[Illustration: "TO-MORROW AT 12:30.">[
CHAPTER XXII
LOBBYISTS—AND ONE IN PARTICULAR
Washington has known many lobbyists in its time, and it keeps on knowing them. The striking increase in legislation that aims to restrict unlawful or improper practices in business, the awakening of the public conscience, has caused a greater demand than ever for influence at the national capital, for these restrictive measures must be either killed or emasculated to a point of uselessness by that process which is the salvation of many a corrupt manipulator, the process of amendment.
Predatory corporations, predatory business associations of different sorts and predatory individuals have their representatives on the field at Washington to ward off attack by any means that brains can devise or money procure and to obtain desired favors at a cost that will leave a profitable balance for the purchaser. When commercial tricksters, believing in the lobbyists' favorite maxim, "The People Forget," feel that they have outlived the latest reform movement and see "the good old days" returning, the professional politicians introduce a few reform measures themselves, most stringent measures. They push these measures ahead until somebody pays up, then the bills die. The lobbyist knows all about these "strike" bills, but does not frown on them. No, no. Per-haps he helped draw up one of these bills so that, with the aid of his inside knowledge of his employer's business, the measure is made to give a greater scare than might otherwise have resulted. The bigger the scare the bigger the fund advanced, of course, for the lobbyist to handle. All this also helps the lobbyist to secure and retain employment.
Not all the Washington lobbyists are outside of Congress. The Senator or Congressman has unequaled facilities for oiling or blocking the course of a bill. Sometimes he confines himself to the interests of his own clients, whoever they may be. But sometimes he notices a bill that promises to be a pretty good thing for the client of some other member if it passes. Then he begins to fight this bill so actively that he must be "let in on the deal" himself. This is very annoying to the other member, but the experience is worth something. He has learned the value of observing other people's legislation.

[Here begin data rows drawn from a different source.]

PR #211, opened 2019-07-03
Add at' that works for all At instances

arybczak:
I had a moment of enlightenment 🧠

Whether using `at'` with `view` should force the value is debatable.

### DIFF
--- a/optics-core/src/Optics/At/Core.hs
+++ b/optics-core/src/Optics/At/Core.hs
@@ -29,11 +29,12 @@ module Optics.At.Core
   , IxValue
 
     -- * Ixed
-  , Ixed(ix)
+  , Ixed(..)
   , ixAt
 
     -- * At
   , At(..)
+  , at'
   , sans
 
   -- * Contains
@@ -54,6 +55,7 @@ import Data.Tree
 
 import Data.Maybe.Optics
 import Optics.AffineTraversal
+import Optics.Iso
 import Optics.Lens
 import Optics.Setter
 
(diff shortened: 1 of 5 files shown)


optics-core/src/Optics/At/Core.hs
```diff
@@ -366,10 +368,45 @@ class Ixed m => At m where
   -- >>> at 1 ?~ "hello" $ Map.empty
   -- fromList [(1,"hello")]
   --
+  -- /Note:/ Usage of this function might introduce space leaks if you're not
+  -- careful to make sure that values put inside the 'Just' constructor are
+  -- evaluated. If this is the case, use 'at'' instead.
```
adamgundry:
```suggestion
  -- evaluated. To force the values and avoid such leaks, use 'at'' instead.
```

optics-core/src/Optics/At/Core.hs
```diff
@@ -366,10 +368,45 @@ class Ixed m => At m where
...
 
+-- | Version of 'at' strict in the value inside the `Just` constructor.
+--
+-- Example:
+--
+-- >>> (at () .~ Just (errorWithoutStackTrace "oops") $ Nothing) `seq` ()
+-- ()
+--
+-- >>> (at' () .~ Just (errorWithoutStackTrace "oops") $ Nothing) `seq` ()
+-- *** Exception: oops
```
adamgundry: Is there any reason this couldn't just be `error`, and use `...` to satisfy doctest?
```
-- >>> (at' () .~ Just (error "oops") $ Nothing) `seq` ()
-- *** Exception: oops
-- ...
```

arybczak:
> Interestingly this is stricter than _1' (should that be the case?)

`_1'` only forces the outer constructor, you force all fields - using `_1''` for accessing a tuple essentially makes it a strict tuple.

I guess that's the other problem of strict function variants heh - they introduce varying degree of strictness.

optics-core/src/Optics/At/Core.hs
arybczak: Oh, I didn't know that trick. Yes, doing that makes sense.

The outsiders (members of the "third house") and the insiders have a bond of freemasonry uniting them; they exchange information as to what members of both houses can be "reached," how they can be "got to" (through whom) and how much they want. This information is carefully tabulated, and now prices for passing or defeating legislation can be quoted to interested parties just as the price of a carload of pork can be ascertained at a given time and place. Perhaps it is this system that leads grafting members of short experience to wonder how knowledge of their taking what is termed "the sugar" got out and became known to their associates. Did they not have pledge of absolute secrecy? Yes, but the purchaser never intended to keep the information from those of his kind. Lobbyists must be honest with each other.
Not all lobbyists are men. The woman legislative agent has been known to occupy an important position in Washington, and she does yet. She is hard to detect and frequently more unprincipled than the men similarly engaged, if that is possible.
A woman with a measure of social standing would naturally prove the most successful as a lobbyist in Washington because of the opportunities her position would afford her to meet people of prominence. And just such a one was Mrs. Cora Spangler, with whom the Langdons had been thrown in contact quite intimately since their arrival at the capital.
Pretty and vivacious, Mrs. Spangler bore her thirty-seven years with uncommon ease, aided possibly by the makeup box and the modiste. Her dinners and receptions were attended by people of acknowledged standing. Always a lavish spender of money, this was explained as possible because of a fortune left her by her late husband, Congressman Spangler of Pennsylvania. That this "fortune" had consisted largely of stock and bonds of a bankrupt copper smelting plant in Michigan remained unknown, except to her husband's family, one or two of her own relatives and Senator Peabody, who, coming from Pennsylvania, had known her husband intimately.